PR #1166, opened 2020-06-16
Add online good idea board. Fixes #986

### LINKED ISSUE #986: Online Good Idea Board
Heyo Beheer,

Here is an issue about the good idea board we discussed last meeting!
The idea of this tool is that people can post ideas for the association online, similar to the quote corner, with an option to do this anonymously. These ideas can then be "+1"d or "-1"d by other members. 

We as board would like the ability to either remove these ideas when they've been 'up' for too long (or when they are inappropriate), similar to the quote corner, and the ability to 'highlight' ideas when we plan on implementing them / when these ideas have been taken into consideration. 

Thanks already! Love, Board Ninetje <3

JonaMata:


app/Models/GoodIdea.php
```diff
@@ -0,0 +1,28 @@
...
+    public function votes() {
+        return $this->hasMany('Proto\Models\GoodIdeaVote');
+    }
+
+    public function voteScore() {
+        return $this->votes()->sum('vote');
+    }
+
+    public function userVote() {
+        $vote = GoodIdeaVote::where('user_id', Auth::id())->where('good_idea_id', $this->id)->first();
```
jonathanjuursema, line 24: Isn't it better to give a User $user as argument to this function, so you can get the vote for any user?

app/Http/Controllers/GoodIdeaController.php
```diff
@@ -0,0 +1,65 @@
...
+        $ideas = GoodIdea::all();
+        foreach($ideas as $idea) {
+            $idea->delete();
+        }
+    }
+
+    public function vote(Request $request) {
+        $idea = GoodIdea::findOrFail($request->input('id'));
+        $vote = GoodIdeaVote::firstOrCreate(['user_id' => Auth::id(), 'good_idea_id' => $request->input('id')]);
+        $vote->vote = $request->input('voteValue');
```
jonathanjuursema, line 61: No check if someone doesn't input voteValue = 9000? 😁

resources/views/quotecorner/list.blade.php
```diff
@@ -53,7 +53,7 @@
                 },
                 error: function () {
 
-                    window.alert('Something went wrong liking the quote. Please try again.');
+                    console.log('Something went wrong liking the quote. Please try again.');
```
jonathanjuursema, line 56: Maybe also some feedback the user can see?

PR #1821, opened 2022-12-06
Feature/event attendees

### LINKED ISSUE #1812: add the possibility for the board to add to an event how many people actually showed up
It would be handy to keep track of this in the website and then combine it with the categories feature to make a nicer statistics page between two dates how many activities per event category between that time, percentage of expected people who showed up etc

ysbrandB:
Add the ability to estimate how many people actually attended an event. This makes manually keeping track of this in an overview redundant and is nice for statistics and ALV's.
Fixes #1812


MaxLiebe (approved):
LGTM, I think the decision to replace the helper column with the attendees column makes sense.

PR #1823, opened 2022-12-06
made password store use target="_blank"

### LINKED ISSUE #1798: Make links in password store use target="_blank"
It's mildly annoying that links in the password store do not open in a new tab at the moment

ysbrandB:
title says it all :)
Fixes #1798


Jessseee (approved):
LGTM

PR #1827, opened 2022-12-15
Updated birthday image of board 12.0

MaxLiebe:


ysbrandB (changes requested):
The board likes the old one better, please do not change

PR #1829, opened 2022-12-17
fixed the ability to set the photo album thumbnail

ysbrandB:
Title says it all, probably broke due to the shift select feature


Jessseee (approved):
LGTM

PR #1830, opened 2022-12-18
Feature/random public photo api endpoint

ysbrandB:
Made an endpoint where you fetch a JSON object with the URL to a random public photo, the date it is taken and the album name it belongs to.
Necessary to implement the feature on ProTube where we will show a random public photo when the queue is empty. See https://github.com/saproto/ProTube/pull/73 for the feature.


Menkveld-24 (approved):
LGTM

PR #1835, opened 2022-12-27
Fixed assets not loading in dev

ysbrandB:
fixed the .env.dev to redirect to localhost instead of our assets domain


Jessseee (approved):
LGTM

Issue #1658, opened 2022-09-09
Bulk update withdrawal page


BenLigthart:
Would be nice if I could select all the people who i.e. had a failed withdrawal so I do not have to do this for everyone individually. Something like a box I can check per name at the left side of the screen. Kusjes your penny x

PR #1836, opened 2023-01-02
Make the withdrawal overview have a bulk update for the fail and remove action

ysbrandB:
You can now select the users with a checkbox and them choose the action you want to perform.
new UI:
image
Implements #1658.


app/Http/Controllers/WithdrawalController.php
```diff
@@ -27,24 +27,17 @@
...
+    public function create(): View
     {
         return view('omnomcom.withdrawals.create');
     }
 
-    /**
-     * @return RedirectResponse
-     */
-    public function store(Request $request)
+    public function store(Request $request): RedirectResponse
```
JonaMata, line 40: Why are all the comments removed?

app/Http/Controllers/WithdrawalController.php
```diff
@@ -203,40 +181,78 @@ public function destroy(Request $request, $id)
     }
 
     /**
-     * @param  int  $id
-     * @param  int  $user_id
-     * @return RedirectResponse
+     * @param  int[]  $userIds
      */
-    public static function deleteFrom(Request $request, $id, $user_id)
+    public static function dSeleteFrom(Withdrawal $withdrawal, array $userIds): RedirectResponse
```
JonaMata, line 186: There's a typo in the name of this method.

resources/views/omnomcom/withdrawals/show.blade.php
```diff
@@ -130,73 +132,77 @@ class="btn btn-outline-success btn-block">
...
+                    @if(!$withdrawal->closed)
+                        <div class="card-footer bg-dark text-white mb-2 mr-2">
+                            <div class="d-inline-flex flex-row flex-row-reverse w-100">
+                                <button name="action" type="submit" value="remove" class="btn btn-danger">
+                                    Remove for selected users
+                                </button>
+
+                                <button name="action" type="submit" value="markfailed" class="btn btn-warning me-2">
+                                    Mark failed for selected users
+                                </button>
```
JonaMata, line 201: The single update buttons implement a confirm modal for this action. I think this should also be required for the bulk update action, as it is even more impactful.

resources/views/omnomcom/withdrawals/show.blade.php
```diff
@@ -130,73 +132,77 @@ class="btn btn-outline-success btn-block">
...
-
-                                            |
-
-                                            @include('components.modals.confirm-modal', [
-                                               'action' => route('omnomcom::withdrawal::markloss', ['id' => $withdrawal->id, 'user_id' => $data->user->id]),
-                                               'text' => 'Loss',
-                                               'title' => 'Confirm Marking Loss',
-                                               'message' => 'Are you sure you want to mark this withdrawal for '.$data->user->name.' as a loss? <b>This cannot easily be undone!</b>',
-                                               'classes' => 'text-white fw-bold underline-on-hover'
-                                            ])
```
JonaMata, line 191: Maybe still keep the single update buttons as this is easier to use when just removing or marking one user?

JonaMata (changes requested):
LAGTM

app/Http/Controllers/WithdrawalController.php
ysbrandB: Pint does this when you actually use the typed function return

resources/views/omnomcom/withdrawals/show.blade.php
ysbrandB: I removed them because when you do select orderlines and then remove one orderline your selection will be gone. I think only having one way is more clear.

resources/views/omnomcom/withdrawals/show.blade.php
ysbrandB: I removed them because when you do select orderlines and then remove one orderline your selection will be gone. I think only having one way is more clear.

ysbrandB: Yes I agree, I do not understand the confirm-modal enough yet to implement this though

resources/views/omnomcom/withdrawals/show.blade.php
ysbrandB: Yes I agree, I do not understand the confirm-modal enough yet to implement this though

ysbrandB:
The intended behaviour is very hard to implement with our current confirm modal. Therefore this will be postponed untill we have an actual front end

Issue #1817, opened 2022-12-01
Utwente account sync is broken


ysbrandB:
When you make a new account and try to sync your utwente account it does not seem to work.
Later addition: also add that you need to give us a non-utwente account so we have a way to contact them after they stop studying (#1815)

PR #1838, opened 2023-01-02
Make validation rule so users can not have an utwente email adress

### LINKED ISSUE #1815: Mandatory external e-mail (apart from UT mail) to prevent loss of contact
My dearest beheEeEeeEEeEr friends,

Another issue, another quote. This issue is about e-mail. So I will bless you once again with a personalized quote:

"Email has an ability many channels don't; creating valuable, personal touches - at scale" - David Newman

This wonderful quote can only confirm how important email is to us. Especially since I am no Tristan and calling is not my preference when contacting people, especially those who do not pay their Proto fees. This is what brings us to my issue! 

Every month, a couple of people do not pay their Proto withdrawal (I will not shame those people, but shame) due to many reasons. Some have been there for a very long while already. Today I wanted to contact these people, however a lot of members have their student mail connected to their account. Most of them are already done with being a student, which means their mail got deleted and I have no way of contacting them through mail. Therefore I was wondering whether it might be possible to add a mail check when people sign up as Proto member that they have at least one external e-mail address connected. I do not know if this clashes with connecting the Proto account to our UT account in any way, but just throwing it out there :)

Thank you in advance, this time I will not forget to order iced coffee for your next beheer meeting x

Kusjes,
Ur penny and personal quote corner

ysbrandB:
This is necessary because it happens too often that people stop studying here and our email rejects.
Note: this does not fix the issue when creating an account with your utwente account. When we fix that (#1817) we should look into making an extra screen where you input a non-utwente account as well.
Partially fixes #1815.

### DIFF
--- a/app/Http/Controllers/AuthController.php
+++ b/app/Http/Controllers/AuthController.php
@@ -125,7 +125,7 @@ class AuthController extends Controller
 
         Session::flash('register_persist', $request->all());
         $this->validate($request, [
-            'email' => ['required','unique:users','email', new NotUtwenteEmail],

++++

Exercise aim: Reproduce the lines of the entries above from the one with "The intended behaviour" to the one with "Make validation rule", both included, exactly and without any other line.

Task output:
The intended behaviour is very hard to implement with our current confirm modal. Therefore this will be postponed untill we have an actual front end

Issue #1817, opened 2022-12-01
Utwente account sync is broken


ysbrandB:
When you make a new account and try to sync your utwente account it does not seem to work.
Later addition: also add that you need to give us a non-utwente account so we have a way to contact them after they stop studying (#1815)

PR #1838, opened 2023-01-02
Make validation rule so users can not have an utwente email adress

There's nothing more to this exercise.